**Task requirements**
With the first line below as the start and the line containing "common throughout ethereum defi" as the end, copy every line between them exactly, ends included.

**Source material**

- Opening Delimiter -

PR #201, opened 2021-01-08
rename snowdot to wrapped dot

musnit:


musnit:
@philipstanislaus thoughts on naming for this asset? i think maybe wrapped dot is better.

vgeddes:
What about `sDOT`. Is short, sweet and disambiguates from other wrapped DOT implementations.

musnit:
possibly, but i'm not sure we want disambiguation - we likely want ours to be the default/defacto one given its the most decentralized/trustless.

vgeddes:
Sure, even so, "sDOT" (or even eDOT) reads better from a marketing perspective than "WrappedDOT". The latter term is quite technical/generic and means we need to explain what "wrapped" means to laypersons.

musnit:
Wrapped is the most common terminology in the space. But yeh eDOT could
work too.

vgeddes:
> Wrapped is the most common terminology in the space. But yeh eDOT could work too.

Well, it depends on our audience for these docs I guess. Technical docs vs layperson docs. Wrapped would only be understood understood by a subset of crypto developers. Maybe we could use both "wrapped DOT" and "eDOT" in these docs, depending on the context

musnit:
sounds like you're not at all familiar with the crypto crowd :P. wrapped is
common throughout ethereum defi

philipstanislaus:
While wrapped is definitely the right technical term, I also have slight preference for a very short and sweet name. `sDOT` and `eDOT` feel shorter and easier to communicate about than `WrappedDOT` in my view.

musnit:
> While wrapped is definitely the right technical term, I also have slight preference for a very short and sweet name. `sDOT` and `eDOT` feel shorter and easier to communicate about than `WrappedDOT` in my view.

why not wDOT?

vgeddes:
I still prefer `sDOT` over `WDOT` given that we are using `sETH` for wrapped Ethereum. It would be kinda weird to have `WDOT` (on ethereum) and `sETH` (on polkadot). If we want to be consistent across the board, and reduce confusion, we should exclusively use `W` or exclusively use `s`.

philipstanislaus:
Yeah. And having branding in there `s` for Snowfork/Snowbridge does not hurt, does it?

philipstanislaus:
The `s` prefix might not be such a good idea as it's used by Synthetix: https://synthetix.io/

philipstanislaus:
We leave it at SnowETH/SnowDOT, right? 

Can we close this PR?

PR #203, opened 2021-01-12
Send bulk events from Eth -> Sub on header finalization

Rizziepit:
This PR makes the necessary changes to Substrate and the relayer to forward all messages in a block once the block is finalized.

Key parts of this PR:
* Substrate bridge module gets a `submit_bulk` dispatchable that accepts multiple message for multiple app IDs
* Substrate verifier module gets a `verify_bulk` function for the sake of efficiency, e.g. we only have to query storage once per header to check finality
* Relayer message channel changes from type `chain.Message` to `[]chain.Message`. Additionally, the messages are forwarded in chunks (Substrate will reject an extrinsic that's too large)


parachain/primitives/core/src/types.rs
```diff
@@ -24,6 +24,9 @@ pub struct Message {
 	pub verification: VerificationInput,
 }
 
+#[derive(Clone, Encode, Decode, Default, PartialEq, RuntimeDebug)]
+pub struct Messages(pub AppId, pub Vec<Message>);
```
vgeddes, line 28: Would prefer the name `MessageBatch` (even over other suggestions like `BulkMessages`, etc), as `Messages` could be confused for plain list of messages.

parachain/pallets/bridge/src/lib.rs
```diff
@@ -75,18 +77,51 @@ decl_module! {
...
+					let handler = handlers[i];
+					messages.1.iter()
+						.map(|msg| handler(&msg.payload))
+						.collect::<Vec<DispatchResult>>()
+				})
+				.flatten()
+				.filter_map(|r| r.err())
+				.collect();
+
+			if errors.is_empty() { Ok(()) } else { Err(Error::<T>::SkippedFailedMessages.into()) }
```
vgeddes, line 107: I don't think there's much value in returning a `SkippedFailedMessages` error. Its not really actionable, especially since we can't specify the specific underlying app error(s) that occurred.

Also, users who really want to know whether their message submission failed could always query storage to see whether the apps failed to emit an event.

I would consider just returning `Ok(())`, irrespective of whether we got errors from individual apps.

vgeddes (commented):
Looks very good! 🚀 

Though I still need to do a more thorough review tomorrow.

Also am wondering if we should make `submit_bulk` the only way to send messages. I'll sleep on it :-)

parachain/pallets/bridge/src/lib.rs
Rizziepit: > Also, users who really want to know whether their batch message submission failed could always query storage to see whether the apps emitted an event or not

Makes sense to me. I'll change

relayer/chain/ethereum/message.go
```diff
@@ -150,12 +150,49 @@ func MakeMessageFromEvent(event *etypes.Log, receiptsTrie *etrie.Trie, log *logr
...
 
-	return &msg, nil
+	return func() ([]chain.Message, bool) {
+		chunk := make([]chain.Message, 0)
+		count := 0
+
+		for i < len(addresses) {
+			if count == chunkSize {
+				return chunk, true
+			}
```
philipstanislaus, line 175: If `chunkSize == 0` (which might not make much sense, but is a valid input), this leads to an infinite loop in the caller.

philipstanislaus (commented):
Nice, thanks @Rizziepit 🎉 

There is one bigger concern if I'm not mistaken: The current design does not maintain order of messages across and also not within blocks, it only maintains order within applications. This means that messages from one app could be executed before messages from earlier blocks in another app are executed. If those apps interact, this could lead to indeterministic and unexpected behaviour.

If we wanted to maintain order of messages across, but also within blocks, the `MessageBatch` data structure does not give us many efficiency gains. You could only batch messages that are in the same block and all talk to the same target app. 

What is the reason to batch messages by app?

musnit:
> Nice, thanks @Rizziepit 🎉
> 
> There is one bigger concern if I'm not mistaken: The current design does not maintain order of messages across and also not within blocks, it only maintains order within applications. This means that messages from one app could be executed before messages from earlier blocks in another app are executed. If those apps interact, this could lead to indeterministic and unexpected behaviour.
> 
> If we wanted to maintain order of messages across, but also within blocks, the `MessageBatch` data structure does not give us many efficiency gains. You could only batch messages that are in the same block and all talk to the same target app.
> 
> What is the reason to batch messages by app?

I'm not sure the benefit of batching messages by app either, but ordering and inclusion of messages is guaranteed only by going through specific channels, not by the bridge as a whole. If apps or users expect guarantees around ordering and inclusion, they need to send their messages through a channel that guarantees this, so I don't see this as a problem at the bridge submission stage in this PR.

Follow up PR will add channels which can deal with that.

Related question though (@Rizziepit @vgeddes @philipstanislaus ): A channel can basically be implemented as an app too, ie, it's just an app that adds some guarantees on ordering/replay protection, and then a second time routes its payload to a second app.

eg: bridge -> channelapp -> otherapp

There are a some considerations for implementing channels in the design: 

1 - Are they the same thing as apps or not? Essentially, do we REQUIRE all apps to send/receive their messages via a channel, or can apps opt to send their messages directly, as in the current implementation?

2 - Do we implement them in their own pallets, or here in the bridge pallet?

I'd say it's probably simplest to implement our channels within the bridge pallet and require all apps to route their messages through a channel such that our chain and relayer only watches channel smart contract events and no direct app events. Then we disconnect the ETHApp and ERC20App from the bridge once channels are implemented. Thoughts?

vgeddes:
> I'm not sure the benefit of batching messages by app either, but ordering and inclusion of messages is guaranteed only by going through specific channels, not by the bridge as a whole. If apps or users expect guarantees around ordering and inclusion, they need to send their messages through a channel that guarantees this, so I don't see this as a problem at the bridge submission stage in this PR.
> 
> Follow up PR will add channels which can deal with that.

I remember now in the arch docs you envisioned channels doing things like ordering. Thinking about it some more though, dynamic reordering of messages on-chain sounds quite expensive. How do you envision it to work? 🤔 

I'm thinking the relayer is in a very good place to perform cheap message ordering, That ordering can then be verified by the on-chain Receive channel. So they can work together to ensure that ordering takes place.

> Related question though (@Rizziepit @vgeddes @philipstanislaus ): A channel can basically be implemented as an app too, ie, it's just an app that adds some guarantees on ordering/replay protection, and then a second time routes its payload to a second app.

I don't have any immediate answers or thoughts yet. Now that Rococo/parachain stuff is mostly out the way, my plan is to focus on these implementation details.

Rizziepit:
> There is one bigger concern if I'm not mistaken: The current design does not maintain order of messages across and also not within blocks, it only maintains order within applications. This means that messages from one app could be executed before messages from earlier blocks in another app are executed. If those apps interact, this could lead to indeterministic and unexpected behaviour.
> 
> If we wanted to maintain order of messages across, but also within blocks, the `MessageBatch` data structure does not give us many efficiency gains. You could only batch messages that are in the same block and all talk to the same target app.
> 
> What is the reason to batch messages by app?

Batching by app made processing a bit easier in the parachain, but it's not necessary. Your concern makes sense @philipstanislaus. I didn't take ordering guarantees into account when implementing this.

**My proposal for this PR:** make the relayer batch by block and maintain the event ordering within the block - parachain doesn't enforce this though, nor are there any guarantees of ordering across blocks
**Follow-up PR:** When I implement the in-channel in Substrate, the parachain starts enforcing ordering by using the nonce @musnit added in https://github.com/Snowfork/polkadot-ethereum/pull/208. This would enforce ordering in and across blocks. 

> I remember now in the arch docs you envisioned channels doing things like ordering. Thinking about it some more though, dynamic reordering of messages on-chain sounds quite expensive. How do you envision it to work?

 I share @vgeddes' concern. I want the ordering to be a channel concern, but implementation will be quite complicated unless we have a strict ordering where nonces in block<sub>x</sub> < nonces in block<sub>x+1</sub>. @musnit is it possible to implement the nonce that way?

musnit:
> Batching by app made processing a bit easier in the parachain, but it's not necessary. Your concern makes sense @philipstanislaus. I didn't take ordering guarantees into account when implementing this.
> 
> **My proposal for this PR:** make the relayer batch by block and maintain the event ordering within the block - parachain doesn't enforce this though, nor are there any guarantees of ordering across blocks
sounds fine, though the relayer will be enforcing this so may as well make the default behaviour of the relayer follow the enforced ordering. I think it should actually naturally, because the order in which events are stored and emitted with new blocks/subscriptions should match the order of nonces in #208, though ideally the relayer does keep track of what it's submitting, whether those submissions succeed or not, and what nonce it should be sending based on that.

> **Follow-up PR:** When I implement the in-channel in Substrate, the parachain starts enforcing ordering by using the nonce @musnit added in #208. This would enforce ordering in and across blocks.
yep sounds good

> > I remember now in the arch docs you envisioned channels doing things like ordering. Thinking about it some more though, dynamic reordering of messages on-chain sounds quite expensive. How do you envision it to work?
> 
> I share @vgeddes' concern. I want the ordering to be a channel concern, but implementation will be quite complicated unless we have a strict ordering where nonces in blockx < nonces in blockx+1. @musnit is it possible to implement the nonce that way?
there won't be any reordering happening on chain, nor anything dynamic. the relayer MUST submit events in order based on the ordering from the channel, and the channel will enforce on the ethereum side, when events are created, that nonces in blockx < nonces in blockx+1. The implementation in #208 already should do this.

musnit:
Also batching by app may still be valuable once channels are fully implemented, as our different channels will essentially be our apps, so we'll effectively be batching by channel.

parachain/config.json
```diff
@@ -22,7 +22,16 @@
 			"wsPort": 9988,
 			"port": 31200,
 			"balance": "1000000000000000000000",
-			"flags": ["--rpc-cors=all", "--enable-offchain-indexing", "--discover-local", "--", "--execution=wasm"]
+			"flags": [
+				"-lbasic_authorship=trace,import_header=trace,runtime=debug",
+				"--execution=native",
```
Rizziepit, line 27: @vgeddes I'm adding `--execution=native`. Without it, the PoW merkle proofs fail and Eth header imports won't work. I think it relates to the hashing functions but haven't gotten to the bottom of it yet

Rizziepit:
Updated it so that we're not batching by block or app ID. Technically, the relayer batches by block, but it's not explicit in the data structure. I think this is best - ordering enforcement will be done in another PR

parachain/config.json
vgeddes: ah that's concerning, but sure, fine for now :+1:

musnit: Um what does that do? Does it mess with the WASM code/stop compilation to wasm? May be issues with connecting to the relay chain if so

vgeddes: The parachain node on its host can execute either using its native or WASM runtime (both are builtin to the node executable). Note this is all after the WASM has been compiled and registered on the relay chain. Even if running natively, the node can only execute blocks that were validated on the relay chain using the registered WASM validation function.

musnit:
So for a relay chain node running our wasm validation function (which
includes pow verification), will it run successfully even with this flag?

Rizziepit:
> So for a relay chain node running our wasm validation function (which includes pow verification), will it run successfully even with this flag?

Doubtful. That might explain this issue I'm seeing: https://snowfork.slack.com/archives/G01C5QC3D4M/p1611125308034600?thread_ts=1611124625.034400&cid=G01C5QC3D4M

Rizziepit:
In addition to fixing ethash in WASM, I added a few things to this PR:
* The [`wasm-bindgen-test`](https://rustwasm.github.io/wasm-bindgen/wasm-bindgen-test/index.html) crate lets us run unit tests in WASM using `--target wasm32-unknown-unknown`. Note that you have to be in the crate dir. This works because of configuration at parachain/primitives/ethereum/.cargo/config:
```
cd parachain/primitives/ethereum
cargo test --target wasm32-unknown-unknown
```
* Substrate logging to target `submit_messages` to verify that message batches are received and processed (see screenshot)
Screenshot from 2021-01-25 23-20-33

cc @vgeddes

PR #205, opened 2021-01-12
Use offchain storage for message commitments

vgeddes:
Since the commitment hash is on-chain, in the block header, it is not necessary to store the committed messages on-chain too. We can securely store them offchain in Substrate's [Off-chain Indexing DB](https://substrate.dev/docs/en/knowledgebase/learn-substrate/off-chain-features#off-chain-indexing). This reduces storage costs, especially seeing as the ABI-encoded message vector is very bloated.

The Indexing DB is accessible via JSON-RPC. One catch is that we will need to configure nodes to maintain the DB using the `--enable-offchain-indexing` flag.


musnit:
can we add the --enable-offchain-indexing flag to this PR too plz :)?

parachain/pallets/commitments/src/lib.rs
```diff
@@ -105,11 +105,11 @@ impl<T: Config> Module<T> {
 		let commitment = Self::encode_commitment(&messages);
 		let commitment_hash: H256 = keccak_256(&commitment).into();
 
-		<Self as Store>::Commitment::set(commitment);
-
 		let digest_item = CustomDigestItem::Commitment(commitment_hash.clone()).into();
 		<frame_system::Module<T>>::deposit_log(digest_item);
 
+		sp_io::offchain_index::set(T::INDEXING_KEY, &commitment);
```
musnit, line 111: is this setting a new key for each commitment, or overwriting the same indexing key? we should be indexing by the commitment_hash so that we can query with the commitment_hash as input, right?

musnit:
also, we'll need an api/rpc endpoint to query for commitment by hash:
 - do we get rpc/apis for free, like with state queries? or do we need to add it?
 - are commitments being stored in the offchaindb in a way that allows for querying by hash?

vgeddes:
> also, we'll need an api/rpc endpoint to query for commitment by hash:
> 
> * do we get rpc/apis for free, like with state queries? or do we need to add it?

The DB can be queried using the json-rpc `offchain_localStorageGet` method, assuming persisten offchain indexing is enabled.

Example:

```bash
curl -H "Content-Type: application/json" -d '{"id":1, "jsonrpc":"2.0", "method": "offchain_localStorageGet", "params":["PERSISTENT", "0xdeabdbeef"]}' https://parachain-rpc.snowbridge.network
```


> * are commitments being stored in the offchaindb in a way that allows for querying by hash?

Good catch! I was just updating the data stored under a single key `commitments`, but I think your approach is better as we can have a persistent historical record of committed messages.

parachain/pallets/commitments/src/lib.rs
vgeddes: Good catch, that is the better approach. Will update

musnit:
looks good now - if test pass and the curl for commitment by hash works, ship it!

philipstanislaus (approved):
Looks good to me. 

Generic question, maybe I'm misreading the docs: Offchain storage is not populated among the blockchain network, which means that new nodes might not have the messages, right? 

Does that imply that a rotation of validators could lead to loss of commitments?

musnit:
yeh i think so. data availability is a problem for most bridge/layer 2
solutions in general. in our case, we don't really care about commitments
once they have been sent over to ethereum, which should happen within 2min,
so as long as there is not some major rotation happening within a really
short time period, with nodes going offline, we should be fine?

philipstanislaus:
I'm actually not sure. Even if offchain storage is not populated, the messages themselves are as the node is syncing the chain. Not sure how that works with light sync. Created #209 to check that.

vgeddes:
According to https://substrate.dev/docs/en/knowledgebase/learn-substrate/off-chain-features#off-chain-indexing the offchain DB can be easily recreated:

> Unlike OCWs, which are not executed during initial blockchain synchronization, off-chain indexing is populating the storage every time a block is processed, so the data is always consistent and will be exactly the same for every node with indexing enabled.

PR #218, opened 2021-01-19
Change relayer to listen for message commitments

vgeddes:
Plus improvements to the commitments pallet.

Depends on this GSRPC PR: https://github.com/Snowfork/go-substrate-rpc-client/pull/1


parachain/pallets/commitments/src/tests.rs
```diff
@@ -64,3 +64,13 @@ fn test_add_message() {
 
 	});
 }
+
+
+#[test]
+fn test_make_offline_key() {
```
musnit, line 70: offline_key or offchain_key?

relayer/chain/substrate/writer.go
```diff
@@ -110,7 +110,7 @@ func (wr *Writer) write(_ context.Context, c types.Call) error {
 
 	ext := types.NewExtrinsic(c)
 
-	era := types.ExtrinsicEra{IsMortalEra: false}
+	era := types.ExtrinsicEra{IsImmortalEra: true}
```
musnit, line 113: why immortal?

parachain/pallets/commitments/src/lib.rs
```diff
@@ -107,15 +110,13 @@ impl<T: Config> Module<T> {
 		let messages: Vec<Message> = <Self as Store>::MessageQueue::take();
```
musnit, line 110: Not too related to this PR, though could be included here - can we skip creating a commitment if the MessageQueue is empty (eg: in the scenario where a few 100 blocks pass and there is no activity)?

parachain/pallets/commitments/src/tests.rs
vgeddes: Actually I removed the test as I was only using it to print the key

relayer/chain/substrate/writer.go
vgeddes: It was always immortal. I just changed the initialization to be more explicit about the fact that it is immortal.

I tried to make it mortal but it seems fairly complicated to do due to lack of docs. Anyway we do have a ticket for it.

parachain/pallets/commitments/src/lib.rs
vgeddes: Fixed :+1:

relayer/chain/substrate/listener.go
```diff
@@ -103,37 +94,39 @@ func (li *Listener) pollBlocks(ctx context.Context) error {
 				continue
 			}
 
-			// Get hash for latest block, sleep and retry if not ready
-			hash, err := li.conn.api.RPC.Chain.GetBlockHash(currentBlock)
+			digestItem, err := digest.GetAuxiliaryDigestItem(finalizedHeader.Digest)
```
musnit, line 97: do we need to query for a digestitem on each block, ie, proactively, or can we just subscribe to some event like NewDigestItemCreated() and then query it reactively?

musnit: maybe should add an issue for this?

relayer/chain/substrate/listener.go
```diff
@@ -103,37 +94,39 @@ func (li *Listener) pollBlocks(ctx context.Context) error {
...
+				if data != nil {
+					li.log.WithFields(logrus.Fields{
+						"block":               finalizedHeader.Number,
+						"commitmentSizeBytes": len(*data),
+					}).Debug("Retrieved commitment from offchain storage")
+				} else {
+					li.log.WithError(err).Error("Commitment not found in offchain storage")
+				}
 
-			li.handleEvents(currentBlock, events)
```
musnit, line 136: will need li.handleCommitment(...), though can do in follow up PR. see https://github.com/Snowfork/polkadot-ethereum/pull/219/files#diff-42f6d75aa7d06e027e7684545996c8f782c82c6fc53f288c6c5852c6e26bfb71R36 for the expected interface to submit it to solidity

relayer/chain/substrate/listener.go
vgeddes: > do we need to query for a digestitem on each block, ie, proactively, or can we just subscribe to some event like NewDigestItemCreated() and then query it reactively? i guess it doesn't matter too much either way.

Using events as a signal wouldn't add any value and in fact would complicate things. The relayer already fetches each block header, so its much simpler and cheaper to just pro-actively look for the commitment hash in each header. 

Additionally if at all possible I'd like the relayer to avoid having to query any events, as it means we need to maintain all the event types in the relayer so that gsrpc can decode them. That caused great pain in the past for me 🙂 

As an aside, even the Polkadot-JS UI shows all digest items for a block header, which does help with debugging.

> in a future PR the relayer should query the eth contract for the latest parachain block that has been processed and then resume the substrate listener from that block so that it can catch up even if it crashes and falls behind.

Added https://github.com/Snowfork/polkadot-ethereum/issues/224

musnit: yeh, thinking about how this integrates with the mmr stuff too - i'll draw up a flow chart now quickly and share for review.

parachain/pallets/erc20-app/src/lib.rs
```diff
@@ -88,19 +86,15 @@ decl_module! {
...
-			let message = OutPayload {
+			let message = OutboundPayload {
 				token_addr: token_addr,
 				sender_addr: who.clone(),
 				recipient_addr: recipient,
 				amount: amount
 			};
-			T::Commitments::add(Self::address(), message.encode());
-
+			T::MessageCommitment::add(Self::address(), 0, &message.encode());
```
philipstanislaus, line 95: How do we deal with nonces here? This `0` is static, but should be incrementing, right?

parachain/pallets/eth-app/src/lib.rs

- Closing Delimiter -

**Problem solution**
PR #201, opened 2021-01-08
rename snowdot to wrapped dot

musnit:


musnit:
@philipstanislaus thoughts on naming for this asset? i think maybe wrapped dot is better.

vgeddes:
What about `sDOT`. Is short, sweet and disambiguates from other wrapped DOT implementations.

musnit:
possibly, but i'm not sure we want disambiguation - we likely want ours to be the default/defacto one given its the most decentralized/trustless.

vgeddes:
Sure, even so, "sDOT" (or even eDOT) reads better from a marketing perspective than "WrappedDOT". The latter term is quite technical/generic and means we need to explain what "wrapped" means to laypersons.

musnit:
Wrapped is the most common terminology in the space. But yeh eDOT could
work too.

vgeddes:
> Wrapped is the most common terminology in the space. But yeh eDOT could work too.

Well, it depends on our audience for these docs I guess. Technical docs vs layperson docs. Wrapped would only be understood understood by a subset of crypto developers. Maybe we could use both "wrapped DOT" and "eDOT" in these docs, depending on the context

musnit:
sounds like you're not at all familiar with the crypto crowd :P. wrapped is
common throughout ethereum defi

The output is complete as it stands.